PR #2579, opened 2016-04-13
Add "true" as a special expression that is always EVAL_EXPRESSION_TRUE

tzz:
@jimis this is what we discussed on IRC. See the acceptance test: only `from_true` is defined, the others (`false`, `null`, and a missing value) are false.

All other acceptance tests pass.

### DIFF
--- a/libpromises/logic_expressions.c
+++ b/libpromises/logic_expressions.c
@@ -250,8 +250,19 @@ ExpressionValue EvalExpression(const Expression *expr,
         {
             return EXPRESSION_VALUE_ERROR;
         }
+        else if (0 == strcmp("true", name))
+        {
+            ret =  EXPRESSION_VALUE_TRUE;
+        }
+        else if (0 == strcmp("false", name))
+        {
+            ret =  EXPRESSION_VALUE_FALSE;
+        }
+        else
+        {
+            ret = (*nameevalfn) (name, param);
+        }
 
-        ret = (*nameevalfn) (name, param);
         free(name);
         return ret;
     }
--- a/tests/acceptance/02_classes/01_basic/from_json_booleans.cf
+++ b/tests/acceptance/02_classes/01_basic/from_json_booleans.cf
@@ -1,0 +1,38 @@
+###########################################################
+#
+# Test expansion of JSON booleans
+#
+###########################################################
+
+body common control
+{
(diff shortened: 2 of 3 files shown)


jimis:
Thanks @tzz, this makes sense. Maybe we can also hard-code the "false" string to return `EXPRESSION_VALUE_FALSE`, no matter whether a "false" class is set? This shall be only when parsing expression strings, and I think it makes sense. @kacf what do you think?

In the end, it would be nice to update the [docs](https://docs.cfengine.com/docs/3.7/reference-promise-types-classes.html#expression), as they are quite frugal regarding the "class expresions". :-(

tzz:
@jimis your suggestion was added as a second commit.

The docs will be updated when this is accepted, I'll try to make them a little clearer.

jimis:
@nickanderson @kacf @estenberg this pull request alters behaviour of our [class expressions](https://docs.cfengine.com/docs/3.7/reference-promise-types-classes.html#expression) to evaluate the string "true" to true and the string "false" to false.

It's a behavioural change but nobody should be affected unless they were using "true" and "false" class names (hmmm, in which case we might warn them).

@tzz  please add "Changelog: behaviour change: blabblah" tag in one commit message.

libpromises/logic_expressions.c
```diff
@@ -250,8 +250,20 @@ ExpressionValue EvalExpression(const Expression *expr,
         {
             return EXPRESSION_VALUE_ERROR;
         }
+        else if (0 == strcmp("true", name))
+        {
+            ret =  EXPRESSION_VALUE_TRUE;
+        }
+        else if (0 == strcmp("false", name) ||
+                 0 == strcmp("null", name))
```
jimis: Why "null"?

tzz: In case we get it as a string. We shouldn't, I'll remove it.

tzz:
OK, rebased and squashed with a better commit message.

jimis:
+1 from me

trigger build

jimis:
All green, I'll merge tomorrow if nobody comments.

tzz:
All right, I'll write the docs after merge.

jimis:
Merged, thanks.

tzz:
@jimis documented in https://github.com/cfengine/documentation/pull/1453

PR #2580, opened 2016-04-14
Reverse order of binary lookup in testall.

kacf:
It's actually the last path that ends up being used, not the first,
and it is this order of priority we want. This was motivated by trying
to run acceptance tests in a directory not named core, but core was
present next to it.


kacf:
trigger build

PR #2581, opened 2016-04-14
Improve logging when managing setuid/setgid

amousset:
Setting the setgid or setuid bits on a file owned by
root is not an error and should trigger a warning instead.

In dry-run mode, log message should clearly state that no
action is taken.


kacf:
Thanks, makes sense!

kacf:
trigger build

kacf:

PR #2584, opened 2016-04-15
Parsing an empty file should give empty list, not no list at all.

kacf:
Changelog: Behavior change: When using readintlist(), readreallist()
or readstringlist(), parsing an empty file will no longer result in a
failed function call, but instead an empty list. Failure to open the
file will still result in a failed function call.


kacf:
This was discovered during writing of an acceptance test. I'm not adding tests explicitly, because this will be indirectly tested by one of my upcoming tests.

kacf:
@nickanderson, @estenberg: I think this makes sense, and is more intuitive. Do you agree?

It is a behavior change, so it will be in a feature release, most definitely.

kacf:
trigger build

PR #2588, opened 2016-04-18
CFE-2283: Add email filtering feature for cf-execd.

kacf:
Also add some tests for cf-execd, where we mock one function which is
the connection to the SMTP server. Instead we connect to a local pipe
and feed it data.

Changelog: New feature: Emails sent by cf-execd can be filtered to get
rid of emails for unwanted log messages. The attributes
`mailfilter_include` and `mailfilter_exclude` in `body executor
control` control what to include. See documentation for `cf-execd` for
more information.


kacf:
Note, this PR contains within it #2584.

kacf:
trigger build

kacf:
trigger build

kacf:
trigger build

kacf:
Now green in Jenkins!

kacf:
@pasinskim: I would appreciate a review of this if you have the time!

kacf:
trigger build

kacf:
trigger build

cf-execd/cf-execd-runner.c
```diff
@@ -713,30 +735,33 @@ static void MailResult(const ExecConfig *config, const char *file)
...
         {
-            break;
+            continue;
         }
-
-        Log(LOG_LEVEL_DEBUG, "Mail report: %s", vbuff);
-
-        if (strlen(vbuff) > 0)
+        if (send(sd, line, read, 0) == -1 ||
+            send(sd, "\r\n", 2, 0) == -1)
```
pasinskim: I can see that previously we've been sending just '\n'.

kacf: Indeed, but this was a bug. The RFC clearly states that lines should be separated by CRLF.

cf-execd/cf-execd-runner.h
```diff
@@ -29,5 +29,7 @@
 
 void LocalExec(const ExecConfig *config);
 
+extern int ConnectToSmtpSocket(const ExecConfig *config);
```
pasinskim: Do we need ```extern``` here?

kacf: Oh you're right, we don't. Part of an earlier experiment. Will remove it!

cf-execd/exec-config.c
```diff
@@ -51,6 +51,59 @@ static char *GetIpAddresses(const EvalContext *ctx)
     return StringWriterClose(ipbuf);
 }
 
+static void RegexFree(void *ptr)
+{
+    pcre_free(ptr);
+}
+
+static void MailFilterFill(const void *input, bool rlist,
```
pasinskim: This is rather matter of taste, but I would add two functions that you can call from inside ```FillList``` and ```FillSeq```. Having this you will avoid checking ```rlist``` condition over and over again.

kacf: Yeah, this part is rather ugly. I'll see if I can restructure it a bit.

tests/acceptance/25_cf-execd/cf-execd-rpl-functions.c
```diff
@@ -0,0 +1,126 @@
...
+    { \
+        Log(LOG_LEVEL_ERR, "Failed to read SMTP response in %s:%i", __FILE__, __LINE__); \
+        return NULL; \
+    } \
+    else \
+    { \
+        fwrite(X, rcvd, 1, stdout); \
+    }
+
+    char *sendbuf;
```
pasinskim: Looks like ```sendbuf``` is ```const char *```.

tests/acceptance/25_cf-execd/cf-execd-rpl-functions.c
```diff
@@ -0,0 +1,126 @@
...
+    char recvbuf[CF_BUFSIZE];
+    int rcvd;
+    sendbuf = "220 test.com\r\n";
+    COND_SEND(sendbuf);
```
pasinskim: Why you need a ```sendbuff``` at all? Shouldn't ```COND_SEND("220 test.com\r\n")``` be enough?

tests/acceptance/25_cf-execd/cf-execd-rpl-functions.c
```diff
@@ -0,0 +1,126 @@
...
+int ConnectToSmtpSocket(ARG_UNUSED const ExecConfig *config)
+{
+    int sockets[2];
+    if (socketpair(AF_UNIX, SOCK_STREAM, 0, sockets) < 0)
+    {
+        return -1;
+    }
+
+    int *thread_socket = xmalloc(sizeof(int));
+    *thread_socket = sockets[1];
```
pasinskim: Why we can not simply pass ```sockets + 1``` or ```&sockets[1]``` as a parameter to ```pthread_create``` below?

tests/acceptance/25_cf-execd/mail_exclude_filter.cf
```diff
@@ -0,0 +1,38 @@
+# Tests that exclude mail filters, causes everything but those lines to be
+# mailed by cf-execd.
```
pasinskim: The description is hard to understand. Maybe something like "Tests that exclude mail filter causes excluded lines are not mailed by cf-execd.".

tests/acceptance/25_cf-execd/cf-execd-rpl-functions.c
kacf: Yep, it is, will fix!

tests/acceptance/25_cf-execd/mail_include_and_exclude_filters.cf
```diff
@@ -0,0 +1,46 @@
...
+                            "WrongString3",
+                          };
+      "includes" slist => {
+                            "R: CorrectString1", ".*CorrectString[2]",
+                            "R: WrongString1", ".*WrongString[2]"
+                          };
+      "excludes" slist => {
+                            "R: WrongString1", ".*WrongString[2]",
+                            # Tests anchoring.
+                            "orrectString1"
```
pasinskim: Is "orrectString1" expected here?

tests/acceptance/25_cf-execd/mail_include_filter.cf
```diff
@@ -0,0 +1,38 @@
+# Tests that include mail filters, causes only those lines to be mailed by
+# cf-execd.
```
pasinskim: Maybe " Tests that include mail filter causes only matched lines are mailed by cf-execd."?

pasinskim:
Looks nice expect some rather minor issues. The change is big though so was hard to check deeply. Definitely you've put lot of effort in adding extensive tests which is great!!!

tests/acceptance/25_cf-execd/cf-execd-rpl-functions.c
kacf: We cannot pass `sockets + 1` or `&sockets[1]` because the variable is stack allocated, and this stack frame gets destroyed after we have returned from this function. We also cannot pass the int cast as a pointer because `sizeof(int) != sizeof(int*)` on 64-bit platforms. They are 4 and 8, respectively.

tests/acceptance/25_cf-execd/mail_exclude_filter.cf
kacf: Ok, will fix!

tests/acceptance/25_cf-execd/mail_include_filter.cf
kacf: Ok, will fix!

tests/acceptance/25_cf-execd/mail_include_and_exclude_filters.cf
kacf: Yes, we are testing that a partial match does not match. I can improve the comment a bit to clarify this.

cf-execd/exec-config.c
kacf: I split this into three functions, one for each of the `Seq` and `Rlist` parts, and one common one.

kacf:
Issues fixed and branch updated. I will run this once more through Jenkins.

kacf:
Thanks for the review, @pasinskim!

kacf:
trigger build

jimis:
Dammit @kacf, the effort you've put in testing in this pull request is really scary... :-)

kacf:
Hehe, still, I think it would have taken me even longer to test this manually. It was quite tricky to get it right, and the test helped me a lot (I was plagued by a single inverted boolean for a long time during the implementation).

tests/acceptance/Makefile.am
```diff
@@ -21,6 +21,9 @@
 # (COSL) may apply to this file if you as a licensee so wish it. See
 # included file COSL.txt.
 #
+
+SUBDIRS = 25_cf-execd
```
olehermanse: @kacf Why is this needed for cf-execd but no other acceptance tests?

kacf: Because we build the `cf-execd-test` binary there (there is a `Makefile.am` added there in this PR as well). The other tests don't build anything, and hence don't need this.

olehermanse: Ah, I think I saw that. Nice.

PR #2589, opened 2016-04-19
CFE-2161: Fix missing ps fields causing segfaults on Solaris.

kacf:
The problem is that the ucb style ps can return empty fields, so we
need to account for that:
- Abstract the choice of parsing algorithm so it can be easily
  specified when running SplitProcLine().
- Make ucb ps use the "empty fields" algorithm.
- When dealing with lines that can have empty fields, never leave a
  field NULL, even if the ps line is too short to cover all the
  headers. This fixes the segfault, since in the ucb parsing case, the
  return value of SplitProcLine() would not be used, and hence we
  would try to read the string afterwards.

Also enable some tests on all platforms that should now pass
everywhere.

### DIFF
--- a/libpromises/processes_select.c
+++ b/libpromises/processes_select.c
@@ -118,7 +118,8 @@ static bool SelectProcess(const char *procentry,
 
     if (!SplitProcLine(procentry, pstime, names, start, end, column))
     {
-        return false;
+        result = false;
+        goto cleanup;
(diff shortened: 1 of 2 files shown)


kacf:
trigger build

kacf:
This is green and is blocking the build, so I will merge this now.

• _WHAT YOU SHOULD DO_
Write down only how many lines in the listing contain the word "adding".

• _SOLUTION TO THIS TASK_
2